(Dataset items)

PR #17, opened 2015-08-21
Upgrade django-extensions to 1.5.5

wedaly:


wedaly:
@rlucioni please review.  This is pre-work for the Django upgrade.

rlucioni:
:+1:

PR #20, opened 2015-08-27
Upgrade djangorestframework to v3.1

wedaly:
* Upgrade DRF to v.3.1
* Use JSONField on the model instead of custom serializer field for the submission answer.

I'm going to hold off on merging this until ORA2 and edx-platform are also upgraded.  Otherwise, it isn't going to be possible to test this end-to-end.

### DIFF
--- a/settings.py
+++ b/settings.py
@@ -46,6 +46,7 @@ INSTALLED_APPS = (
 
     # Third party
     'django_extensions',
+    'south',
 
     # Test
     'django_nose',
--- a/setup.py
+++ b/setup.py
@@ -33,7 +33,7 @@ def load_requirements(*requirements_paths):
 
 setup(
     name='edx-submissions',
-    version='0.0.8',
+    version='0.1.0',
     author='edX',
     description='An API for creating submissions and scores.',
     url='http://github.com/edx/edx-submissions.git',
--- a/submissions/models.py
+++ b/submissions/models.py
@@ -9,7 +9,6 @@ need to then generate a matching migration for it using:
     ./manage.py schemamigration submissions --auto
 
 """
-import json
 import logging
 
 from django.db import models, DatabaseError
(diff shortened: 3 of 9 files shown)


submissions/tests/test_api.py
```diff
@@ -183,12 +185,14 @@ def test_create_non_json_answer(self):
...
         submission = api.create_submission(STUDENT_ITEM, ANSWER_ONE)
         sub_model = Submission.objects.get(uuid=submission['uuid'])
-        sub_model.raw_answer = ''
-        sub_model.save()
+
+        # This should never happen, if folks are using the public API.
+        # Create a submission with a raw answer that is NOT valid JSON
+        query = "UPDATE submissions_submission SET raw_answer = '}' WHERE id = %s"
+        connection.cursor().execute(query, [str(sub_model.id)])
+        transaction.commit_unless_managed()
```
muzaffaryousaf: @wedaly Why we are using `transaction.commit_unless_managed()` here.

wedaly: https://docs.djangoproject.com/en/1.4/topics/db/sql/#executing-custom-sql-directly

muzaffaryousaf: Actually this is removed in django 1.8. Can we use something else but i did't get why we are using this at all.

settings.py
```diff
@@ -46,6 +46,7 @@
 
     # Third party
     'django_extensions',
+    'south',
```
andy-armstrong: Doesn't South go away by Django 1.8?

setup.py
```diff
@@ -33,7 +33,7 @@ def load_requirements(*requirements_paths):
 
 setup(
     name='edx-submissions',
-    version='0.0.8',
+    version='0.1.0',
```
andy-armstrong: Is there a plan to get this to version 1? It seems like it has proved itself in production now.

submissions/models.py
```diff
@@ -99,7 +99,12 @@ class Submission(models.Model):
     created_at = models.DateTimeField(editable=False, default=now, db_index=True)
 
     # The answer (JSON-serialized)
-    raw_answer = models.TextField(blank=True)
+    # NOTE: previously, this field was a TextField named `raw_answer`.
```
andy-armstrong: Just to be certain, you are saying that raw_answer was a text field that stored JSON values, and thus there are no migration concerns to switching it to a JSONField.

submissions/serializers.py
```diff
@@ -1,58 +1,36 @@
 """
 Serializers are created to ensure models do not have to be accessed outside the
-scope of the Tim APIs.
+scope of the submissions API.
```
andy-armstrong: :-)

settings.py
wedaly: Yes, but this PR is just upgrading DRF, not Django.  There is another branch for Django 1.8 in this repo that switches to Django migrations: https://github.com/edx/edx-submissions/pull/23

setup.py
wedaly: We're not very consistent with our version numbers across repos :)

andy-armstrong:
:+1: from me, but if possible it would make sense to address @muzaffaryousaf's comment to simplify the Django upgrade.

submissions/models.py
wedaly: Exactly.

wedaly:
I talked to @muzaffaryousaf about this offline -- basically, until we upgrade Django, I need to use Django 1.4's transaction management.  He's updated this code on his branch, so it isn't blocking the Django 1.8 upgrade work.

PR #23, opened 2015-09-09
Upgrade Django to 1.8.

muzaffaryousaf:


requirements.txt
```diff
@@ -1,8 +1,7 @@
 dogapi==1.2.1
-django>=1.4,<1.5
+django==1.8
```
muzaffaryousaf: Do we need 1.8 i can see other versions to upto 1.8.5 ?

symbolist: You can make it `>=1.8,<1.9` like the pattern used earlier.

settings.py
```diff
@@ -28,6 +28,10 @@
 SITE_ID = 1
 USE_TZ = True
 
+from django.utils.crypto import get_random_string
+chars = 'abcdefghijklmnopqrstuvwxyz0123456789!@#$%^&*(-_=+)'
+SECRET_KEY = get_random_string(50, chars)
```
muzaffaryousaf: This should be in config files also we need to figure out the proper way to generate this for edx.

submissions/tests/test_api.py
```diff
@@ -190,9 +190,9 @@ def test_load_non_json_answer(self):
 
         # This should never happen, if folks are using the public API.
         # Create a submission with a raw answer that is NOT valid JSON
-        query = "UPDATE submissions_submission SET raw_answer = '}' WHERE id = %s"
-        connection.cursor().execute(query, [str(sub_model.id)])
-        transaction.commit_unless_managed()
```
muzaffaryousaf: `transaction.commit_unless_managed()` is not supported in Django 1.8

test-requirements.txt
```diff
@@ -1,5 +1,5 @@
 ddt==0.8.0
-django-nose==1.2
+django-nose==1.4.1
```
muzaffaryousaf: Will remove this after rebase.

muzaffaryousaf:
@symbolist @wedaly @macdiesel @muhammad-ammar Can you guys give it a look. Thanks.

macdiesel:
Remind me of the plan for migrations?

muzaffaryousaf:
@macdiesel Here is the [link](https://docs.djangoproject.com/en/1.8/topics/migrations/#upgrading-from-south) that i followed for migrations. I'm not sure if that's what you were asking.

settings.py
wedaly: For edx-submissions, this settings file is used only in the test suite.  You're right that we'll need to add this to `*.auth.json` in edx-platform.

wedaly:
@muzaffaryousaf I noticed that you opened this PR into my branch to upgrade Django Rest Framework.  We should talk about when we're planning to merge the 1.8 upgrade back to master.

Is the plan to keep the 1.8 upgrade on a feature branch until edx-platform is ready?  (Since edx-submissions is run in-process with edx-platform?)

muzaffaryousaf:
@wedaly This PR is to get the review without DRF changes that you made. I will reopen this PR against master once we merged DRF into master.

Yes, this will stay in feature branch until we update edx-platform and related repos.

wedaly:
The changes look good to me!  :+1:

muzaffaryousaf:
@wedaly Anything wrong with the mentioned approach or any suggestions ? Thanks

settings.py
```diff
@@ -55,6 +58,13 @@
     'submissions'
 )
 
+# TODO: These are removed from global defaults. Not sure we need here or not but i have added this to remove warning.
```
symbolist: Not sure about this: https://docs.djangoproject.com/en/1.8/ref/settings/#middleware-classes

symbolist:
Besides the one comment about the version in the requirements file. :+1:

settings.py
muzaffaryousaf: These middleware were removed from defaults. I'm leaving them as it without the TODO otherwise it will show warnings.

settings.py
muzaffaryousaf: These settings are used for only tests, i'm leaving this as it.

muzaffaryousaf:
Closing in favor of https://github.com/edx/edx-submissions/pull/26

▶ Exercise details
If the word "TODO" is on a line above, return that line.

▶ Solution
+# TODO: These are removed from global defaults. Not sure we need here or not but i have added this to remove warning.
muzaffaryousaf: These middleware were removed from defaults. I'm leaving them as it without the TODO otherwise it will show warnings.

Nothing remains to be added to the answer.